Jerzy Kanal war am Samstagmorgen im Kreise seiner Familie in Berlin gestorben.
zentralrat Am Montag, nach Bekanntwerden der Nachricht vom Tode Jerzy Kanals sel. A. hatte der Präsident des Zentralrats der Juden, Josef Schuster, erklärt: »Jerzy Kanal sel. A. gehörte zu jenen Menschen, die das jüdische Leben in Berlin wieder mit aufbauten. Nach dem Tod von Heinz Galinski sel. A. 1992 war er sofort bereit, die Verantwortung zu übernehmen und als Vorsitzender die Geschicke der Gemeinde zu lenken. Bis ins hohe Alter setzte er sich für die jüdische Gemeinschaft ein. Unser Mitgefühl gilt seinen Angehörigen. Wir werden ihm ein ehrendes Andenken bewahren«, erklärte Zentralratspräsident Josef Schuster.
Kanal wurde 1921 im polnischen Blaszki geboren. Er überlebte das Warschauer Ghetto und Auschwitz, kam 1953 nach Berlin. Nach vielen Jahren im Vorstand der Jüdischen Gemeinde zu Berlin war er von 1992 bis 1997 deren Vorsitzender sowie von 1990 bis 1997 Mitglied im Direktorium des Zentralrats der Juden. Kurzzeitig, von Januar bis Juni 1997, hatte Kanal sel. A. auch das Amt des Zentralratsvizepräsidenten inne. »Sein Name wird immer mit der Einweihung der Neuen Synagoge in der Oranienburger Straße verbunden bleiben«, betonte Schuster.
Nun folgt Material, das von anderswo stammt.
PR #5006, opened 2024-08-22
area/ui: Support typing multiple units in relative range picker

### LINKED ISSUE #4986: area/ui: The relative rangepicker does not support typing in multiple units
The relative rangepicker should support typing in MM:ss/HH:mm e.g. `15m6s`

yomete:
Fixes #4986

### DIFF
--- a/ui/packages/shared/components/src/DateTimeRangePicker/utils.test.ts
+++ b/ui/packages/shared/components/src/DateTimeRangePicker/utils.test.ts
@@ -1,0 +1,107 @@
+// Copyright 2022 The Parca Authors
+// Licensed under the Apache License, Version 2.0 (the "License");
+// you may not use this file except in compliance with the License.
+// You may obtain a copy of the License at
+//
+// http://www.apache.org/licenses/LICENSE-2.0
+//
+// Unless required by applicable law or agreed to in writing, software
+// distributed under the License is distributed on an "AS IS" BASIS,
+// WITHOUT WARRANTIES OR CONDITIONS OF ANY KIND, either express or implied.
+// See the License for the specific language governing permissions and
+// limitations under the License.
+
+import {describe, expect, it} from 'vitest';
+
+import {UNITS, formatRange, getRelativeTimeRangeBetweenDates, parseInput} from './utils';
+
+describe('parseInput', () => {
+  it('should parse single unit inputs correctly', () => {
+    expect(parseInput('30s')).toEqual({value: 30, unit: UNITS.SECOND});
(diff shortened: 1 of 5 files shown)


ui/packages/shared/components/src/DateTimeRangePicker/utils.test.ts
```diff
@@ -0,0 +1,107 @@
...
+// See the License for the specific language governing permissions and
+// limitations under the License.
+
+import {describe, expect, it} from 'vitest';
+
+import {UNITS, formatRange, getRelativeTimeRangeBetweenDates, parseInput} from './utils';
+
+describe('parseInput', () => {
+  it('should parse single unit inputs correctly', () => {
+    expect(parseInput('30s')).toEqual({value: 30, unit: UNITS.SECOND});
```
metalmatze, line 20: What's going to happen for something like 90s vs 1m30s? Are both parsed as 90s? 
```suggestion
    expect(parseInput('90s')).toEqual({value: 90, unit: UNITS.SECOND});
```

metalmatze (commented):
Looks really good! 
I wonder if our life could be easier if this abstraction could simple work on seconds or milliseconds (which is what JS uses)  rather than floating point numbers? Maybe I'm missing some context and what I'm saying doesn't make sense.

ui/packages/shared/components/src/DateTimeRangePicker/utils.test.ts
yomete: Good questions. 

To answer the test question (and maybe the first one) internally, and as a request to the backend they are both processed and parsed as `90s` but in the UI component, it will be parsed as `1m30s`, and this is because the logic favours the higher unit over the lower ones.

Regarding the suggestion to work with seconds or milliseconds instead of floating-point numbers, the floating point numbers are only being used to format the human readable text that shows up in the `RelativeDatepicker` component. This allows us to preserve the user's input format when possible. But as mentioned, we still send the timerange in milliseconds to the backend.

If you think there might be advantages to using milliseconds throughout the entire component, I'm open to discussing potential improvements or alternative implementations.

metalmatze: I don't have a strong opinion on how it gets represented internally. I was thinking that maybe there was an easier way. Seems like it's already pretty good, so please ignore my suggestion.

metalmatze: Feel free to merge this as is too.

Gemeinde Der Vorsitzende der Jüdischen Gemeinde zu Berlin, Gideon Joffe, nannte Kanal eine der »herausragenden Persönlichkeiten der ersten Stunde«. Neben dem ehemaligen Präsidenten des Zentralrats der Juden, Heinz Galinski, sei er eine der tragenden Säulen der Jüdischen Gemeinde zu Berlin gewesen. Gemeinsam mit seinem engen Wegbegleiter und Freund Galinski, dessen Amtsnachfolger als Gemeindevorsitzender er war, habe er die Berliner Jüdische Gemeinde nach dem Krieg wieder aufgebaut.
Als Gemeindevorsitzender hatte er nach Angaben der Gemeinde unter anderem den Staatsvertrag mit dem Land Berlin verhandelt und unterschrieben. Der Vertrag regelte erstmals verbindlich die Beziehungen des Bundeslandes zur Gemeinde. »Die Jüdische Gemeinde zu Berlin wird ihm in großer Dankbarkeit ein ehrendes Andenken bewahren«, so Joffe weiter.
Senat Berlins Regierender Bürgermeister Michael Müller (SPD) würdigte Kanal als einen Gemeindevorsitzenden, der das jüdische Leben Berlins in seiner fünfjährigen Amtszeit wesentlich geprägt habe. Müller nannte Kanals Amtszeit eine besondere und wichtige Phase. »Es waren die Jahre nach 1992, nach dem Ableben von Heinz Galinski, die Jahre nach dem Fall der Berliner Mauer, Jahre des Übergangs, die auch für das jüdische Leben in Berlin zum Teil tiefgreifende Einschnitte, Entwicklungen und Veränderungen mit sich gebracht haben«, erklärte er am Montag. Der langjährige Weggefährte Heinz Galinskis habe der Gemeinde in diesen Jahre Führung und Richtung gegeben.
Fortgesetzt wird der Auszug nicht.